New Kosciuszko Foundation Tuition Scholarship Program 
Available For Undergraduate Students of Polish Origin
Over $75,000 In Grant Funding Secured From The Polish Government For 2014 

 The Kosciuszko Foundation is pleased to announce the opening of the application process for a special tuition scholarship program for undergraduate students of Polish origin. A $2,000 scholarship will be offered to 30 promising undergraduate students studying in the USA and pursuing degrees at the intersection of media, communication, political science, social studies, law, and administration. Students seeking careers in media, government, and public affairs are particularly encouraged to apply. Applications will be accepted through July 31, 2014 and scholarship awards will be distributed for the fall semester of the 2014-2015 academic year. 

 The key goal of the program is to identify and support highly motivated students of Polish descent who contribute or are likely to engage in community service or any initiatives that benefit or promote a positive image of Polish Americans. "This groundbreaking program will increase opportunities for Polish-American students enrolled in specific fields at universities throughout the United States. It is yet another example of the importance that the Polish government places on good relations with Polonia, and the confidence that it has in the Kosciuszko Foundation to implement this and other important projects," said Dr. John S. Micgiel, president of the Kosciuszko Foundation. 

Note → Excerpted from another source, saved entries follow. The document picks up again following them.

Issue #245, opened 2016-03-23
Date formating for outings


asaunier:
I had some precision from the client for outings dates (can be managed in a separated PR if you prefer):
* [x] date to show in outings lists is ``date_end``
* [x] showing the date as subtitle of outings detail view page would be nice to make the date more obvious
* [x] if date_end != date_start, if possible it would look like:
```
12 - 16 mars 2016
26 mars - 3 avril 2016
27 décembre 2015 - 4 janvier 2016
```

The client asked if adding the weekday ("dimanche") would be (reasonably!) possible? Perhaps with momentjs?

ginold:
it is possible but i don't see having such a long date. lundi 27 décembre 2015 - 4 vendredi janvier 2016, longer than the title :P

tsauerwein:
Maybe show the short format and set the long format in the title attribute, so that if you hover the data you can see the weekdays.

asaunier:
Fixed by #266

Issue #243, opened 2016-03-21
How to display ratings in route pages


asaunier:
Here is a proposal from the client. There are still blur points. I have asked the client to make changes and will update the scheme below as soon as possible:

```
The ratings are organized by block. Each block depends on one or several activities. A block is showed if at least one of its activities is selected in the outing.
A space to showed is coded as #. The blocks are concatenated with 2 space as separator.

Block A : snow_ice_mixed, mountain_climbing, rock_climbing, ice_climbing, via_ferrata
global_rating ## rock_free_rating>rock_required_rating[A0] # aid_rating # ice_rating # mixed_rating # via_ferrata_rating ## engagement_rating # risk_rating ## equipment_rating # exposition_rock_rating

- ">rock_required_rating" is showed only if : rock_free_rating is filled, and rock_free_rating is > rock_required_rating.
- [A0] (without bracket) is showed only if equipment_rating = P1 or P1+, and if aid_rating is empty.

Block B : skitouring
ski_rating/ski_exposition # labande_global_rating/labande_ski_rating

Block C : hiking
hiking_rating

Block D : snowshoeing
snowshoe_rating

Block E : mountain_biking
mtb_up_rating # mtb_down_rating

Block F : hiking, mountain_biking
hiking_mtb_exposition
```

asaunier:
Examples:

Cascade et NGM :             D  4+ M1                   II X1    P4 
Rocher  et escalade :        D  6a>5cA0 A1           II X1    P4 E1       (le A1 correspond à l'artif obligatoire) 
Rocher + Cascade  :         D  6a>5cA0 A1 4+ M2  II X1    P4 E1

ginold:
updated, should be ok now.

ginold:
can be closed?

asaunier:
Of course since the PR is merged.

asaunier:
Reopening the issue since it seems there are still problems according to https://github.com/c2corg/v6_ui/issues/433#issuecomment-226810272

stef74:
@shortoland please test

shortoland:
@stef74 

I can still see some problems:

- I don't think blocks are separated by 2 spaces.
- For a ski and hiking route, hiking rating is placed in between ski ratings: pb ?
- Block A: order is not respected
- Rock_climbing: rock_free_rating is displayed twice

ginold:
could you give an example where `rock_free_rating` is displayed twice in a `rock_climbing` route?

[...]

Issue #242, opened 2016-03-20
Feedbacks on waypoint editing


asaunier:
* [x] Yes/no attributes (eg. "gas unstaffed") should also be set to none (if the info is not available) => the radio buttons should be uncheckable. Perhaps use a "exclusive" checkboxes that supports 0 or 1 value.
* [x] paragliding_ratings: this is not a quality rating based on stars :P Please use a standard dropdown with values 1 to 5.

asaunier:
Concerning the organisation of the attributes (steps), it is currently a bit complicated and not intuitive. Probably too many steps.

Here is a recommendation:
* step 1: text fields and map
 * title
 * lang
 * map
 * long/lat/elevation
 * summary
 * description
 * map info (with auto-associated maps list)
* step 2: figures
 * waypoint_type
 * other "figures" attributes (including orientation etc.)
* step 3: preview before saving

ginold:
I did it, but putting everything in figures makes the form very long. You forgot about contact, access, transports, ratings...
But if it's better that way :no_mouth:

ginold:
isn't a 'Rating' most commonly represented with stars ? If it's not a special value like those letters in other ratings why not use stars ? 5 = 5 stars, it's very speaking :star: :star: :star: :star: :star: 
Or tell me that users will not get what the stars are and are so used to a scale 1-5, then ok :P

tsauerwein:
It's more about the difficulty of a route. For the real *rating* there is a field `awesomeness` for outings. That's where we can use stars.

ginold:
that's exactly what I did, this time i would not let it go if it weren't stars :gun:  
got it!

asaunier:
> isn't a 'Rating' most commonly represented with stars ? 

That's not a quality rating. It's a difficulty indicator. A paragliding takeoff with difficulty 5 is very difficult, not very cool :P

ginold:
whoa so difficult it must be awesome hardcore!

asaunier:
> I did it, but putting everything in figures makes the form very long. You forgot about contact, access, transports, ratings...
But if it's better that way

Don't make too much changes about this. It's still discussed by the client. I'm urging them to make a choice.

asaunier:
Errors reported about the WP editing form:

* [ ] Type "canyon" is missing in https://github.com/c2corg/v6_common/blob/master/c2corg_common/attributes.py#L17-L55

Climbing indoor:
[...]

PR #266, opened 2016-04-05
All view fixes 2

ginold:
The second version of all-view-fixes, the previous pr. I took under account the most recent clients' and your feedback.  Now everything should be fine. Should be...but will surely be not, so i'm awaiting your lovely comments so I can make it the perfect version!

Fixes https://github.com/c2corg/v6_ui/issues/210
Replaces https://github.com/c2corg/v6_ui/pull/261


asaunier:
If this PR replaces https://github.com/c2corg/v6_ui/pull/261 can we close the latter PR?

asaunier:
Does this PR addresses all wishes from https://github.com/c2corg/v6_ui/issues/245 ?

asaunier:
What about the ratings shown in the route detail view (or in the cards):
https://github.com/c2corg/v6_ui/issues/243

ginold:
I didn't address ALL wishes as they were still not confirmed or 'blurry'. for example do we want to use dates as `12 - 16 mars 2016
26 mars - 3 avril 2016
27 décembre 2015 - 4 janvier 2016` or numeric format only?
as for #243, you say 'There are still blur points. I have asked the client to make changes and will update the scheme below as soon as possible.' so I didn't wan't to do something, that is not sure.

asaunier:
> as 12 - 16 mars 2016 26 mars - 3 avril 2016 27 décembre 2015 - 4 janvier 2016 or numeric format only?

We have to be consistent with the one-day outings that show "4 janvier 2016". If we have 2 dates, we should at least show them the same way.

asaunier:
This comment from the other PR about the removed editButton directive seems still valid:
https://github.com/c2corg/v6_ui/pull/261#issuecomment-203848026

asaunier:
Thanks for making the hovering of cards much more obvious :)
The way to mark and change the main waypoint for routes seem nice. Perhaps the "main waypoint" mention could be a little less raw :P 

* [ ] Icons for activities rock_climbing and mountain_climbing are once again switched.

Editing forms in general:
* [ ] it should be possible to provide no value for a non required single-choice dropdown field. As for now, if the user selects a value, he cannot undo it and choose to leave the field blank. See for instance "rain_proof" or "children_proof" for waypoint>climbing_outdoor.

Waypoint editing (see also https://github.com/c2corg/v6_ui/issues/242):
* [ ] When selecting "summit" as waypoint_type, the steps bar shows a "figures" that is not actually displayed (neither needed)
* [ ] step "comments" => this title is a bit confusing since it is also possible to make comments about a document. "description" as the section title is probably clearer.
* [ ] climbing_indoor: numbers and ratings sections could be merged
* [ ] Contact>URL: is @ the right symbol for a website URL? I think many people will think it's the email address that is expected!
* climbing_outdoor:
 * [ ] "best periods" should be displayed near "orientations" (those are info helping people to figure out if it is possible to climbing here at a given date and weather).
 * [ ] the section title "transport & Access" is not relevant since it contains access time (by foot!), rain proof and children proof! It's better to simplify and to move all those fields to the first section ("Types and styles").
 * [ ] as for climbing_indoor, numbers and ratings sections could be merged
 * [ ] text fields "access" and "access_periods" are missing in the "associations & comments" section.
 * [ ] Again the latter step could be simply renamed "descriptions"
* hut:
 * [ ] "custodianship" is not a text field, it's a yes/no/null attribute (like "matress_unstaffed" for instance): https://github.com/c2corg/v6_api/blob/master/c2corg_api/models/waypoint.py#L142
 * [ ] "custodianship" should be moved in the "numbers" section, before "capacity"
* access:
 * [ ] "Access" should be in the last steps with the other text fields
* paragliding takeoff:
 * [ ] slope => in ° not in m
 * [ ] title "Types & styles" does not mean anything in step 2 since it only contains an orientation field! All fields of this step could be gathered in the same section ("figures")

Routes editing (see also https://github.com/c2corg/v6_ui/issues/234):
* [ ] "lift_access" should rather be in the "numbers" section (with the elevations and height diffs) than in "ratings"

Outings editing (see also https://github.com/c2corg/v6_ui/issues/263):
* step1 => the order is quite different from https://github.com/c2corg/v6_ui/issues/263 ...
 * [ ] "general informations" and "route" sections should be merged and we don't need an "associations" section since it is already managed by the "route_taken" field (could be more than 1 route!)
 * [ ] "figures" such as elevation min/max, length etc. should come at the end of the section (might depend on the associated routes)
 * [ ] "partial trip": yes/no is enough (people do know if they have followed the whole route or not => no need for "no info")
 * [ ] move the map near the top of the section, say below the activities.
 * [ ] move the upload GPS track button above the map
* step2
 * [ ] "End date?" is not explicit enough for the date button => "Several days?" would be clearer
 * [ ] "duration_difficulties" => you cannot reuse the "duration_types" of the routes. Anyway this field will probably be dropped soon (being discussed) => simply remove it.
 * [ ] "condition_levels" is not text field => it should be a table with several columns and possibly several lines. See v5
 * [ ] "snow_quantity"/"snow_quality" => those fields are not integer fields! See https://github.com/c2corg/v6_api/blob/master/c2corg_api/models/outing.py#L76-L78
 * [ ] Fields in "snow" should go to "conditions".
 * [ ] "avalanches_info" should only appear if "avalanche_sign" is set and not "no"
 * [ ] "Access" section => the title is not relevant since it also contains hut info => "Access & hut"?
* step3
 * [ ] remove field "summary"
 * [ ] "outing name" => "outing title"

ginold:
> climbing_indoor: numbers and ratings sections could be merged
this cannot be done or implies code duplication. I can't merge sections depending on waypoint type.

asaunier:
Outing detail view:
* [ ] no need to bold the participants text field, it appears too loud now
* [ ] title: the badge should be after the date (the date is somehow part of the title).

Route detail view:
* [ ] Isn't the "more outings" button missing when there are more than 10 outings?

c2corg_ui/templates/outing/edit.html
```diff
@@ -23,19 +23,19 @@ <h1 ng-cloak ng-init="id=${outing_id if outing_id else 0}" ng-bind="id ? ('Editi
   % endif 
     name="editForm" novalidate ng-submit="editCtrl.submitForm(editForm.$valid)" class="document-editing">
     
-    ## Init max steps. It won't work with ng-init
+    ## It won't work with ng-init
     <span class="ng-hide">
-      {{editCtrl.max_steps = 5}} 
+      {{editCtrl.max_steps = 4}} 
       {{document = outing}}
+      {{quality_types = [ 'stub', 'medium', 'correct', 'good', 'excellent']}}
```
asaunier: I think it's not possible to keep this as is. The list value cannot be hard-coded.
At least we will have to create an issue and fix this when https://github.com/c2corg/v6_common/issues/16 is done.

c2corg_ui/templates/outing/edit.html
```diff
@@ -81,22 +59,151 @@ <h2 class="heading show-phone">
...
+              </div>
+
+          </div>
+        </section>
+        
+        <section class="section associations">
+          <h2 class="heading show-phone"><span translate>associations </span></h2>
+          <div class="content route-associations" id="title-edit">
+            <app-add-association parent-id="document.document_id" added-documents="added"></app-add-association>
+            <%include file="../document/associated_routes.html"/>
```
asaunier: Move to ``templates/routes/associated.html`` instead? Ditto for outings and waypoints.

asaunier:
Else the code looks good to me, thanks for having addressed my comments in https://github.com/c2corg/v6_ui/pull/261

asaunier:
> Else the code looks good to me

Well it seems there are problems with the ``translate`` directives since there are many "illegal" msgids in the PO files:

```
#: c2corg_ui/templates/helpers/view.html
msgid "${attr}"
msgstr ""

#: c2corg_ui/templates/outing/helpers/detailed_outings_attributes.html
msgid "${outing['condition_rating']}"
msgstr ""

#: c2corg_ui/templates/outing/helpers/detailed_outings_attributes.html
msgid "${outing['duration_difficulties']}"
msgstr ""

#: c2corg_ui/templates/outing/helpers/detailed_outings_attributes.html
msgid "${outing['frequentation']}"
msgstr ""

#: c2corg_ui/templates/outing/helpers/detailed_outings_attributes.html
msgid "${outing['partial_trip']}"
msgstr ""

#: c2corg_ui/templates/helpers/view.html
msgid "${prop + '_down'}"
msgstr ""

#: c2corg_ui/templates/helpers/view.html
msgid "${prop + '_max'}"
msgstr ""

#: c2corg_ui/templates/helpers/view.html
msgid "${prop + '_min'}"
msgstr ""

#: c2corg_ui/templates/helpers/view.html
msgid "${prop + '_up'}"
msgstr ""

#: c2corg_ui/templates/helpers/view.html
msgid "${prop}"
msgstr ""
```

asaunier:
* [ ] Could it be possible to change the mouse cursor when hovering the activities icons in the editing forms?

* [ ] The outing add page makes a Mako crash:
> TemplateLookupException: Can not locate template for uri 'c2corg_ui:templates/outing/../document/associated_waypoints.html'

* [ ] In waypoint > paragliding, there is a "configuration" title that appears to the right of the section header  and "Styles & Types" to the left...

ginold:
updated

asaunier:
Thanks for updating!

Outings:
* [ ] "routeS taken": should be restricted to routes (no use to return WP)
* [ ] "condition_levels" should only appear for activities "ski", "snow, ice, mixed", "ice_climbing" and "snowshoeing"
* [ ] "condition_levels" a first line with input should appear by default
* [ ] "condition_levels" button "Add Row" has no effect$
* [ ] "associated_participants" => we need to have a user association tool (as for routes) but restricted to users

asaunier:
Concerning the quality field, you may ignore my comments. I will create an issue about this (we most likely have several things to do about it).

asaunier:
* [ ] activity "paragliding" is missing in the outing editing form (should not appear in route editing form)
* [ ] icon "paragliding" is not displayed in the detail view of outings such as http://c2corgv6-demo.gis.internal:6555/outings/736815/fr (which mentions "paragliding" in the activities text field)

c2corg_ui/static/js/documentdetailsview.js
```diff
@@ -68,6 +90,47 @@ app.ViewDetailsController.prototype.openModal = function(selector) {
   this.modal_.open({animation: true, size: 'lg', template: template});
 };
 
+
+/**
+ * @param {Date} dateStart
+ * @param {Date} dateEnd
+ * @suppress {checkTypes} it told (found scope | null, required -> scope) at compile()(this.scope)...
```
asaunier: Is it the right way to get rid of closure complaints? :P

ginold: to just 'get rid of', probably yes :P apparently it works, but if someone has a better solution, it will be welcome. 
I've also got a problem with `app.ViewDetailsController.prototype.displayDate` at `if (this.firstTime_)` - read the comment.

asaunier:
* Make sure the association searches only query ES for the needed types:
 * [ ] Outings: routes for the routes association tool, users for the participants association tool
 * [ ] Routes: WP and routes
 * [ ] WP: WP and routes

c2corg_ui/static/js/maincontroller.js
```diff
@@ -76,3 +91,16 @@ app.MainController.prototype.isPath = function(path) {
 app.MainController.prototype.animateHeaderIcon = function(e) {
   app.utils.animateHeaderIcon(e);
 }
+
+/**
+ * @export
+ */
+app.MainController.prototype.redirectToProtectedUrl = function(url) {
```
asaunier: Thanks :)

c2corg_ui/static/js/search.js
```diff
@@ -259,4 +256,18 @@ app.SearchController.select_ = function(event, doc, dataset) {
...
+
+/**
+ * @param {string} dataset
+ * @private
+ */
+app.SearchController.prototype.createDatasets_ = function(dataset) {
+  if (!dataset) { // default
+    return  [this.createDataset_('waypoints', 'Waypoints'), this.createDataset_('routes', 'Routes')];
+  } else {
+    return [this.createDataset_(dataset, dataset.charAt(0).toUpperCase() + dataset.slice(1))];
```
asaunier: Shouldn't we use the same case on both side of the search tool (client vs API)?

c2corg_ui/templates/helpers/view.html
```diff
@@ -15,9 +15,9 @@
       <p><b translate>Changes</b>: <span x-translate>${show_version_comment(version)}</span></p>
     </div>
     <p class="text-center">
-        <a href="${request.route_url(module + '_view', id=document['document_id'], lang=locale['lang'])}">
-          <button class="btn btn-default" translate>See the latest version</button>
-        </a>
+      <a href="${request.route_url(module + '_view', id=document['document_id'], lang=locale['lang'])}">
+        <button class="btn btn-defaul\t" translate>See the latest version</button>
```
asaunier: Are you sure of ``btn btn-defaul\t``?

c2corg_ui/templates/helpers/view.html
```diff
@@ -85,9 +85,10 @@ <h4 translate>No maps associated</h4>
 
 <%def name="show_areas(document)">\
   % if document.get('areas'):
+  <% areas = document.get('areas') %>\
```
asaunier: It is clearer to indent all the content of the ``ìf`` block, for reading reasons.

asaunier:
When compiling I get the following error:

> ERR! compile /home/alex/Bureau/v6_ui/c2corg_ui/static/js/documentdetailsview.js:57: WARNING - parameter amMoment does not appear in app.ViewDetailsController's parameter list
ERR! compile app.ViewDetailsController = function($uibModal, $compile, $scope) {

ginold:
retry now

asaunier:
* Outing editing form:
 * [ ] Why not using cards (or...) to list the associated participants in the outing editing form? As far as I can see, you list them in a text field that can be edited. What if we made a mistake and want to remove an associated participant?
 * [ ] The cross near the "end_start" field does not react.
 * [ ] I think "avalanches_infos" should only appear when "avalanche_sign" is not empty or "no"

* Outing detail view:
 * [ ] is it really relevant to show the condition_levels fields in a dedicated block? It should rather be moved to "weather and conditions". (the rendering is cool anyway!) 
 * [ ] could you rename the "description" block into "personal comments" (as in the editing form)

* Route detail view:
 * [ ] Inserting the "add outing" and "show more outings" buttons in the outing cards flow is cool. Just find it not consistent that the card reacts when hovering but that it does not trigger the action as when clicking on the buttons themselves.
 * [ ] Could you make the "show more outings" button open the outing lists (later it will add a parameter to filter the shown outings)?
 * [ ] Ratings are not shown at all!? Edit: ratings appear with some activities, but not for skitouring for instance. For instance http://localhost:6555/routes/263430/fr vs

asaunier:
Maybe already OK:
* [ ] The quality field should default to "medium" (level 2) for new documents. Documents migrated from v5 will receive a default "correct" quality (level 3). See https://github.com/c2corg/v6_ui/issues/272 and https://github.com/c2corg/v6_api/issues/220

asaunier:
* [ ] Please note that some waypoint_types will be dropped (and the icons as well even though we might recycle some of them for another type) See https://github.com/c2corg/v6_common/issues/15

c2corg_ui/static/js/documentdetailsview.js
```diff
@@ -68,6 +89,47 @@ app.ViewDetailsController.prototype.openModal = function(selector) {
...
+ * @export
+ */
+app.ViewDetailsController.prototype.displayDate = function(dateStart, dateEnd) {
+
+  //angular executes this function so many times it tells 'Error: 10 $digest() iterations reached. Aborting' so
+  // with this quick n dirty method there is no error. Any idea how to do it in the pro way ?
```
asaunier: We have to find why this function is called many times!
It seems to be called only once in this expression: 
https://github.com/c2corg/v6_ui/blob/all-view-fixes-2/c2corg_ui/templates/outing/view.html#L31
```
<span class="outing-date" class="ng-cloak">{{detailsCtrl.displayDate('${outing['date_start']}', '${outing['date_end']}') }}</span>
```
Can't we have a one-time binding?
Anyway do we really need angular here? Why not using a Mako def to do this in python?

tsauerwein: > We have to find why this function is called many times!

This is the normal behavior for bound values. In its digest cycle Angular checks if the value has changed. Because this function returns a new object on every call, Angular assumes that something has changed and runs the digest again. You could cache the object that you are returning and only create a new one when dateStart or dateEnd have changed. One-time binding could also work.

Maybe it would be even better to create a separate directive for this part. This would make it easier to reuse it elsewhere.

asaunier: Actually I think this part could be done in Mako and that we don't need angular (except for translating the dates using "amDateFormat" filters).
I'm currently trying to port the function in a Mako def.

c2corg_ui/static/js/documentdetailsview.js
gberaudo: You can not never rely on `@suppress {checkTypes}` to silent the compiler.
The only appropriate way is to fix the underlying issue:
```diff
diff --git a/c2corg_ui/static/js/documentdetailsview.js b/c2corg_ui/static/js/documentdetailsview.js
index 35857ce..2d39c1e 100644
--- a/c2corg_ui/static/js/documentdetailsview.js
+++ b/c2corg_ui/static/js/documentdetailsview.js
@@ -47,7 +47,7 @@ app.module.directive('appViewDetails', app.viewDetailsDirective);
 
 /**
  * @param {Object} $uibModal modal from angular bootstrap
- * @param {angular.Scope} $scope Scope.
+ * @param {!angular.Scope} $scope Scope.
  * @param {angular.$compile} $compile Angular compile service.
  * @constructor
  * @export
@@ -67,7 +67,7 @@ app.ViewDetailsController = function($uibModal, $compile, $scope) {
   this.compile_ = $compile;
 
   /**
-   * @type {angular.Scope}
+   * @type {!angular.Scope}
    * @private
    */
   this.scope_ = $scope;
@@ -93,7 +93,6 @@ app.ViewDetailsController.prototype.openModal = function(selector) {
 /**
  * @param {Date} dateStart
  * @param {Date} dateEnd
- * @suppress {checkTypes} it told (found scope | null, required -> scope) at compile()(this.scope)...
  * @export
  */
 app.ViewDetailsController.prototype.displayDate = function(dateStart, dateEnd) {
@@ -125,7 +124,7 @@ app.ViewDetailsController.prototype.displayDate = function(dateStart, dateEnd) {
                 ' - <span class="date-locale">{{\' ' + dateEnd.toISOString() + ' \'  | amDateFormat:"Do MMMM YYYY" }})</span>')(this.scope_);
       }
     }
-    $('.outing-date').append(dateHTML);
+    $('.outing-date').append(dateHTML.get());
   }
 };
 
diff --git a/c2corg_ui/static/js/documentediting.js b/c2corg_ui/static/js/documentediting.js
index 1ca4076..cbc2f67 100644
--- a/c2corg_ui/static/js/documentediting.js
+++ b/c2corg_ui/static/js/documentediting.js
@@ -199,7 +199,6 @@ app.DocumentEditingController = function($scope, $element, $attrs,
 /**
  * @param {Object} response Response from the API server.
  * @private
- * @suppress {checkTypes}
  */
 app.DocumentEditingController.prototype.successRead_ = function(response) {
   var data = response['data'];
```

asaunier: Do your changes fix the "suppress" problem? Including in ``documentediting.js``?
As said in an other comment, we might not need function ``displayDate`` so it's not worth spending time fixing it, but would be cool for the other.

gberaudo: It fixes both issues. Feel free to keep the one you need. ^^

asaunier:
It seems there are incorrect "translate" directives in c2corg_ui/templates/helpers/view.html

```
#: c2corg_ui/templates/helpers/view.html
msgid "${prop + '_down'}"
msgstr ""

#: c2corg_ui/templates/helpers/view.html
msgid "${prop + '_max'}"
msgstr ""

#: c2corg_ui/templates/helpers/view.html
msgid "${prop + '_min'}"
msgstr ""

#: c2corg_ui/templates/helpers/view.html
msgid "${prop + '_up'}"
msgstr ""

#: c2corg_ui/templates/helpers/view.html
msgid "${prop}"
msgstr ""

#: c2corg_ui/templates/helpers/view.html
msgid "${text}"
msgstr ""
```

asaunier:
Except the "translate" issue reported above, the code looks good and the pages seem to work fine. So for me it's OK for merging when the "translate" issue is addressed.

 Full-time undergraduate students who are U.S. citizens or permanent residents with a minimum GPA of 3.0 are eligible to apply. Scholarships are merit-based and are awarded for academic achievement, leadership qualities, motivation, interest in Polish subjects, and involvement in the Polish American community. Click HERE to learn more about the program and to apply

 Click HERE to learn more about the program and to apply

The scholarship program was made possible thanks to a $60,000 grant secured by the Kosciuszko Foundation in the national competition "Cooperation with Polish Diaspora and Poles Abroad in 2014" run by the Ministry of Foreign Affairs of Poland. An additional grant of over $15,000 was awarded to the foundation for an update of the New KF English-Polish, Polish-English Dictionary, last published over a decade ago. The project, co-sponsored by the KF and the Polish & Slavic Federal Credit Union, has begun and will result in a thoroughly updated Dictionary, with online and app-based versions ready in 2015.


 Founded in 1925, the Kosciuszko Foundation promotes closer ties between Poland and the United States through educational, scientific and cultural exchanges. It awards up to $1 million annually in fellowships and grants to graduate students, scholars, scientists, professionals, and artists, and promotes Polish culture in America. The Foundation has awarded scholarships and provided a forum to Poles who have changed history.